Search code examples
pythonsearchmatchingdifflib

How do i use difflib to return a list by searching for an element in the list?


I have a list of lists that looks something like this:

list123 = [["Title a1","100 Price","Company xx aa"], ["Title b1","200 Price","Company yy bb"], ["Title c1","300 Price","Company zz cc"]]

How do I use difflab.get_close_matches(or something else) to return whole inner list by searching for a specific inner-inner element that matches a search param?

How I thought it would work:

print(difflib.get_close_matches('Company xx a', list123))

expected output / output I'd like:

 ["Title a1","100 Price","Company xx aa"]

Actual output:

 []

I'm aware of using something like:

for item in list123:
    if "Company xx aa" in item:
        print(item)

But I'd like to use the difflib library(or something else) to allow more "human" searches where small spelling mistakes are allowed.

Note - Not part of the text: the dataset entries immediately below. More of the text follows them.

PR #1412, opened 2019-02-28
Better error responses for unknown namespaces

prateek:
Return clearer RPC errors when requests use unknown namespaces

### DIFF
--- a/src/cmd/services/m3dbnode/main/main_index_test.go
+++ b/src/cmd/services/m3dbnode/main/main_index_test.go
@@ -25,6 +25,7 @@ package main_test
 import (
 	"fmt"
 	"strconv"
+	"strings"
 	"sync"
 	"testing"
 	"text/template"
@@ -37,6 +38,7 @@ import (
 	"github.com/m3db/m3/src/dbnode/client"
 	"github.com/m3db/m3/src/dbnode/kvconfig"
 	"github.com/m3db/m3/src/dbnode/server"
+	dberrors "github.com/m3db/m3/src/dbnode/storage/errors"
 	"github.com/m3db/m3/src/dbnode/storage/index"
 	m3ninxidx "github.com/m3db/m3/src/m3ninx/idx"
 	xconfig "github.com/m3db/m3x/config"
@@ -207,6 +209,20 @@ func TestIndexEnabledServer(t *testing.T) {
 		{value: 1.0, at: start, unit: xtime.Second},
 		{value: 2.0, at: start.Add(1 * time.Second), unit: xtime.Second},
 		{value: 3.0, at: start.Add(2 * time.Second), unit: xtime.Second},
+	}
+
+	// unknown ns test
+	randomNs := "random-ns"
+	for _, v := range values {
+		err := session.WriteTagged(ident.StringID(randomNs),
+			ident.StringID("foo"),
+			ident.NewTagsIterator(ident.NewTags(
+				ident.StringTag("foo", "bar"),
+				ident.StringTag("baz", "foo"),
+			)),
+			v.at, v.value, v.unit, nil)
+		require.Error(t, err)
+		require.True(t, strings.Contains(err.Error(), dberrors.NewUnknownNamespaceError(randomNs).Error()))
 	}
 
 	for _, v := range values {
--- a/src/dbnode/network/server/tchannelthrift/node/service.go
+++ b/src/dbnode/network/server/tchannelthrift/node/service.go
@@ -34,7 +34,6 @@ import (
 	tterrors "github.com/m3db/m3/src/dbnode/network/server/tchannelthrift/errors"
 	"github.com/m3db/m3/src/dbnode/storage"
 	"github.com/m3db/m3/src/dbnode/storage/block"
-	dberrors "github.com/m3db/m3/src/dbnode/storage/errors"
 	"github.com/m3db/m3/src/dbnode/storage/index"
 	"github.com/m3db/m3/src/dbnode/ts"
 	"github.com/m3db/m3/src/dbnode/x/xio"
@@ -409,12 +408,9 @@ func (s *service) FetchTagged(tctx thrift.Context, req *rpc.FetchTaggedRequest) 
 	}
 
 	queryResult, err := s.db.QueryIDs(ctx, ns, query, opts)
-	if dberrors.IsUnknownNamespaceError(err) {
+	if err != nil {
 		s.metrics.fetchTagged.ReportError(s.nowFn().Sub(callStart))
 		return nil, convert.ToRPCError(err)
-	} else if err != nil {
-		s.metrics.fetchTagged.ReportError(s.nowFn().Sub(callStart))
-		return nil, tterrors.NewInternalError(err)
 	}
 
 	response := &rpc.FetchTaggedResult_{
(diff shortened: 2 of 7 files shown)


src/cmd/services/m3dbnode/main/main_index_test.go
```diff
@@ -209,6 +211,20 @@ func TestIndexEnabledServer(t *testing.T) {
...
+	for _, v := range values {
+		err := session.WriteTagged(ident.StringID(randomNs),
+			ident.StringID("foo"),
+			ident.NewTagsIterator(ident.NewTags(
+				ident.StringTag("foo", "bar"),
+				ident.StringTag("baz", "foo"),
+			)),
+			v.at, v.value, v.unit, nil)
+		require.Error(t, err)
+		require.True(t, strings.Contains(err.Error(), dberrors.NewUnknownNamespaceError(randomNs).Error()))
```
benraskin92: Is there a particular reason you can't just have an `assert.Equal()` here?

src/cmd/services/m3dbnode/main/main_index_test.go
```diff
@@ -209,6 +211,20 @@ func TestIndexEnabledServer(t *testing.T) {
 		{value: 3.0, at: start.Add(2 * time.Second), unit: xtime.Second},
 	}
 
+	// unknown ns test
```
benraskin92: 👍

src/dbnode/network/server/tchannelthrift/node/service_test.go
```diff
@@ -295,7 +295,63 @@ func TestServiceQueryOverloaded(t *testing.T) {
...
+		NameSpace:      nsID,
+		Limit:          &limit,
+		ResultTimeType: rpc.TimeType_UNIX_SECONDS,
+	})
+	require.Error(t, err)
+	require.Equal(t, convert.ToRPCError(unknownErr), err)
+}
+
 func TestServiceFetch(t *testing.T) {
+
```
benraskin92: Remove newline?

src/dbnode/network/server/tchannelthrift/node/service_test.go
```diff
@@ -491,6 +582,55 @@ func TestServiceFetchBatchRaw(t *testing.T) {
...
+	start := time.Now().Add(-2 * time.Hour)
+	end := start.Add(2 * time.Hour)
+
+	start, end = start.Truncate(time.Second), end.Truncate(time.Second)
+
+	nsID := "metrics"
+	unknownErr := fmt.Errorf("unknown-err")
+
+	series := map[string][]struct {
```
benraskin92: Can you just do `series := map[string]ts.Datapoint`?

src/dbnode/network/server/tchannelthrift/node/service_test.go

If I misunderstood the purpose of the function, is there another one that can achieve what I'd like?


Solution

  • The problem is that the second parameter of get_closest_matches should be a list of strings, from the documentation:

    possibilities is a list of sequences against which to match word (typically a list of strings).

    To fix your issue, do the following:

    import difflib
    
    
    def key(choices, keyword='Company xx a'):
        matches = difflib.get_close_matches(keyword, choices)
        if matches:
            best_match, *_ = matches
            return difflib.SequenceMatcher(None, keyword, best_match).ratio()
        return 0.0
    
    
    list123 = [["Title a1", "100 Price", "Company xx aa"],
               ["Title b1", "200 Price", "Company yy bb"],
               ["Title c1", "300 Price", "Company zz cc"]]
    
    res = max(list123, key=key)
    
    print(res)
    

    Output

    ['Title a1', '100 Price', 'Company xx aa']
    

    The idea is that the key function will return the similarity of the best match of each list, then you can use it in conjunction with max to find the list with the best match.